*Requirement*. Lines in the listing below that contain the string "fromPipeName" are to be found and copied.
=== Begin Enclosure ===
PR #707, opened 2022-05-31
Eeprom v7 flash update in calibration

saching13:


calibrate.py
```diff
@@ -540,8 +540,9 @@ def calibrate(self):
                 left = dai.CameraBoardSocket.RIGHT
                 right = dai.CameraBoardSocket.LEFT
 
-            calibration_handler = dai.CalibrationHandler()
-            calibration_handler.setBoardInfo(self.board_config['board_config']['name'], self.board_config['board_config']['revision'])
+            calibration_handler = self.device.readCalibration2()
```
szabi-luxonis, line 543: Bump depthai to 2.15.5.0 in requirements

szabi-luxonis (changes requested):

calibrate.py
themarpe, line 543: readCalibration2 throws if EEPROM is empty. Make sure to catch / notify / handle that case.
Also, make sure to flash both USER & FACTORY sections and compare those to be equal

themarpe (changes requested):

Erol444:
@saching13 I also created a branch for that; https://github.com/luxonis/depthai/pull/708 Maybe we could use that, as it will flash name/revision only if it's empty? It was also [tested by one user](https://discord.com/channels/790680891252932659/924798475030392922/980828130858127421).

saching13:
> @saching13 I also created a branch for that; #708 Maybe we could use that, as it will flash name/revision only if it's empty? It was also [tested by one user](https://discord.com/channels/790680891252932659/924798475030392922/980828130858127421).

Sounds good. @Erol444  do you want to make that PR or should I import them here and wrap it up ?

themarpe (commented):
Is the "factory flashing" limited to factory devices? Or do you intend to user expose it? @saching13

themarpe (changes requested):
`readCalibration2` could be used instead of having to cross check "default" calibration returned by `readCalibration` against it being empty.

Otherwise lgtm

themarpe (approved):

PR #721, opened 2022-06-16
OAK-D-W board json file

saching13:


resources/boards/OAK-D-PRO-W.json
```diff
@@ -5,7 +5,7 @@
         "revision": "R3M1E3",
         "swap_left_and_right_cameras": true,
         "left_fov_deg": 127.0,
-        "rgb_fov_deg": 127.0,
+        "rgb_fov_deg": 108.0,
```
szabi-luxonis, line 8: Querying fov from intrinsic vs specs will be significantly different.
I think this is expected, and intended. Just mentioning.

saching13: True. But also good to have Proper full FOv value there in case needed for future.

szabi-luxonis (approved):

PR #722, opened 2022-06-17
Modified charuco board so it's 2.2cm per square on 15" screen

Erol444:
image


saching13:
got it. Can you rename the file to include the number of rows and columns?

saching13 (approved):

PR #726, opened 2022-06-29
enable IMU

daxoft:


themarpe (approved):
LGTM if tested

For IMU we have to expose RPC (todo in the future @szabi-luxonis )

saching13 (changes requested):
1. Add the option to Print the IMU values after the IMU update. 
2. Read those values from the queue and add a pass if values are coming in.

PR #543, opened 2018-06-12
Enable channel fast switch for racked radios

tbeswick96:
- Add check to fast channel switch to allow fast switching of racked radios
- Rationale is a radio in a rack is usually as easily accessible as a normal radio

### DIFF
--- a/addons/sys_core/fnc_switchChannelFast.sqf
+++ b/addons/sys_core/fnc_switchChannelFast.sqf
@@ -23,8 +23,9 @@ private _radioId = ACRE_ACTIVE_RADIO;
 private _radioType = [_radioId] call EFUNC(sys_radio,getRadioBaseClassname);
 private _typeName = getText (configFile >> "CfgAcreComponents" >> _radioType >> "name");
 private _isManpack = getNumber (configFile >> "CfgAcreComponents" >> _radioType >> "isPackRadio");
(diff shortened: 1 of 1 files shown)


TheMagnetar (approved):

TheMagnetar (changes requested):
It needs to be considered as well the case where the player has no physical access to the rack. This can be for example a gunman in a helicopter... it would be weird to be able to switch channela when by config definition he is not able to open the radio GUI

tbeswick96:
@TheMagnetar THink that is fixed. I've included a check to ensure the radio is accessible

TheMagnetar (changes requested):

addons/sys_core/fnc_switchChannelFast.sqf
```diff
@@ -23,8 +23,9 @@ private _radioId = ACRE_ACTIVE_RADIO;
 private _radioType = [_radioId] call EFUNC(sys_radio,getRadioBaseClassname);
 private _typeName = getText (configFile >> "CfgAcreComponents" >> _radioType >> "name");
 private _isManpack = getNumber (configFile >> "CfgAcreComponents" >> _radioType >> "isPackRadio");
+private _isRackRadio = (vehicle acre_player != acre_player) && {_radioId in (([vehicle acre_player] call EFUNC(api,getVehicleRacks)) apply {[_x] call EFUNC(api,getMountedRackRadio)})} && {[_radioId, acre_player] call EFUNC(sys_rack,isRadioAccessible)};
```
jonpas, line 26: `_isRackRadioAccessible` would be more fitting.

TheMagnetar (approved):

PR #565, opened 2018-08-09
Update Chinese

GodofMonkeys:
Update Chinese


jonpas (changes requested):
Needs to be converted back to spaces, you used tabs.

jonpas (approved):

PR #566, opened 2018-08-11
C++ Code cleanup

TheMagnetar:
- Clean c++ code
- Const correctness
- Use of base types (int16_t, int32_t, ...)
- Get rid of microsoft specific types (DWORD, BYTE,...)
- Get rid of microsoft "safe" printf variants
- Get rid of macro codes (DECLARE_MEMBER, ...)
- Consistent naming of arguments and member types


extensions/src/ACRE2Core/AmplitudeAttenuation.cpp
```diff
@@ -9,43 +9,41 @@
...
     return ACRE_OK;
 }
 
-ACRE_RESULT CAmplitudeAttenuation::process(short* samples, int sampleCount, int channels, CPlayer * player) {
-    float averageSum, currentSample, averageAmplitude, ampCoef;
-    averageSum = 0;
-    for (int i = 0; i < sampleCount*channels && i < 4095; i++, iter++) {
-        if (samples[i] > 0) {
-            currentSample = 20.0f * log10((float)samples[i]);
+ACRE_RESULT CAmplitudeAttenuation::process(int16_t *const a_samples, const int32_t ac_sampleCount, const int32_t ac_channels, CPlayer *const a_player) {
```
NouberNou: Can we please not do pseudo hungarian notation? If you want to signify a variable is an argument I've always prefered a trailing _, so `player_`. Noting the constiness of an argument is also not super helpful in most modern editors/IDEs. It should show a redline.

NouberNou (commented):
In general not a big fan of the naming of function arguments or member variables. Hungarian type notation should really be avoided as it is totally redundant information.

extensions/src/ACRE2Arma/arma2ts/CallExt_DllMain.cpp
```diff
@@ -16,13 +16,13 @@
 
 // trim from start
 static inline std::string &ltrim(std::string &s) {
-    s.erase(s.begin(), std::find_if(s.begin(), s.end(), std::not1(std::ptr_fun<int, int>(std::isspace))));
+    s.erase(s.begin(), std::find_if(s.begin(), s.end(), std::not1(std::ptr_fun<int32_t, int32_t>(std::isspace))));
```
dedmen, line 19: This should really be converted to using a lambda. std::ptr_fun has been deprecated in C++11. and std::not1 has been deprecated in c++17.

dedmen: Here is example code for ltrim/rtrim https://github.com/dedmen/armake/blob/cpp/src/utils.cpp#L251
Also supporting tabs.

extensions/src/ACRE2Arma/arma2ts/CallExt_DllMain.cpp
```diff
@@ -210,7 +212,7 @@ void __stdcall RVExtension(char *output, int outputSize, const char *function)
                 char *value = new char[4096];
                 //DEBUG("Read from pipe [%d]\n", hPipe);
                 ret = ReadFile(readHandle, (LPVOID)value, 4096, &cbRead, NULL);
-                if ( ! ret) {
+                if ( !ret) {
```
dedmen, line 215:
```suggestion
                if (!ret) {
```
?

extensions/src/ACRE2Core/BabbelEffect.h
```diff
@@ -16,52 +17,50 @@ class CBabbelEffect : public CSoundMonoEffect {
...
-        offset = 128;
-        sfreq = 48000;
-        mfreq = 5200;
-        lpFilter1.setup(4, sfreq, mfreq*0.3);
-        lpFilter2.setup(4, sfreq, mfreq*0.5);
+        m_offset = 128.0f;
+        m_sfreq = 48000.0f;
+        m_mfreq = 5200.0f;
+        lpFilter1.setup(4, (float64_t) m_sfreq, (float64_t) m_mfreq*0.3);
+        lpFilter2.setup(4, (float64_t) m_sfreq, (float64_t) m_mfreq*0.5);
```
dedmen, line 29: Should use proper c++ static_cast

extensions/src/ACRE2Core/BabbelEffect.h
```diff
@@ -16,52 +17,50 @@ class CBabbelEffect : public CSoundMonoEffect {
...
+    void process(int16_t *const samples, const int32_t sampleCount) {
+        float32_t *floatPointer[1], *buffer;
+        buffer = new float32_t[sampleCount];
         floatPointer[0] = buffer;
-        short *tempSamples = new short[sampleCount];
-        memcpy(tempSamples, samples, sizeof(short)*sampleCount);
-        short maxAmp = 1;
-        for (int i = 0; i < sampleCount; ++i) {
-            samples[i] = (short)(((float)tempSamples[i]*1.0f)*cos(((float)i/(sfreq/mfreq))*1.4*M_PI));
+        int16_t *tempSamples = new int16_t[sampleCount];
```
dedmen, line 35: use std::vector with resize for a temp array. That way you don't have to worry about cleanup.

extensions/src/ACRE2Core/Engine.cpp
```diff
@@ -74,15 +74,15 @@ ACRE_RESULT CEngine::initialize(IClient *client, IServer *externalServer, std::s
     return ACRE_OK;
 }
 
-ACRE_RESULT CEngine::initialize(IClient *client, IServer *externalServer, std::string fromPipeName, std::string toPipeName, std::string loggingPath) {
+ACRE_RESULT CEngine::initialize(IClient *const client, IServer *const externalServer, const std::string fromPipeName, const std::string toPipeName, const std::string loggingPath) {
 
-    g_Log = (Log *)new Log(const_cast<char *>(loggingPath.c_str()));
+    g_Log = (Log *) new Log(const_cast<char *>(loggingPath.c_str()));
```
dedmen, line 79: Why is the reason of casting `Log*` to `Log*` here?

dedmen: And why is it casting a constant string to a non constant char*, That might be undefined behavior.

extensions/src/ACRE2Core/FFT.cpp
```diff
@@ -5,56 +5,52 @@
...
+                m_result[k + j + (m >> 1)] = u - t;
+                current_omega *= m_omega[s];
             }
         }
     }
-    if (inverse == false)
-        for (int i = 0; i < n; ++i)
-            result[i] /= n;
-    return result;
+    if (m_inverse == false)
```
dedmen, line 50: `== false`?
```suggestion
    if (!m_inverse)
```

extensions/src/ACRE2Core/FilterOcclusion.cpp
```diff
@@ -6,12 +6,13 @@
 #include <cmath>
 #include <math.h>
 
-#define TS_SAMPLE_RATE 48000
-#define CUTTOFF_FREQ    15000
+#define TS_SAMPLE_RATE_Hz 48000
+#define CUTTOFF_FREQ_Hz    15000
```
dedmen, line 10:
```suggestion
#define CUTTOFF_FREQ_Hz   15000
```

dedmen: Macros are usually identified by being all upper case. The z is not.

extensions/src/ACRE2Core/FilterOcclusion.h
```diff
@@ -11,7 +11,11 @@ class CFilterOcclusion
 public:
     CFilterOcclusion(void);
     ~CFilterOcclusion(void);
-    ACRE_RESULT process(short* samples, int sampleCount, int channels, ACRE_VOLUME volume, Dsp::Filter *&filter);
+    ACRE_RESULT process(int16_t *const samples, const int32_t sampleCount, const int32_t channels, const ACRE_VOLUME volume, Dsp::Filter *&filter);
 
-    DECLARE_MEMBER(int, ChannelCount);
+    virtual __inline void setChannelCount(const int32_t value) { this->m_channelCount = value; }
```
=== End Enclosure ===
*Answer below*.
-ACRE_RESULT CEngine::initialize(IClient *client, IServer *externalServer, std::string fromPipeName, std::string toPipeName, std::string loggingPath) {
+ACRE_RESULT CEngine::initialize(IClient *const client, IServer *const externalServer, const std::string fromPipeName, const std::string toPipeName, const std::string loggingPath) {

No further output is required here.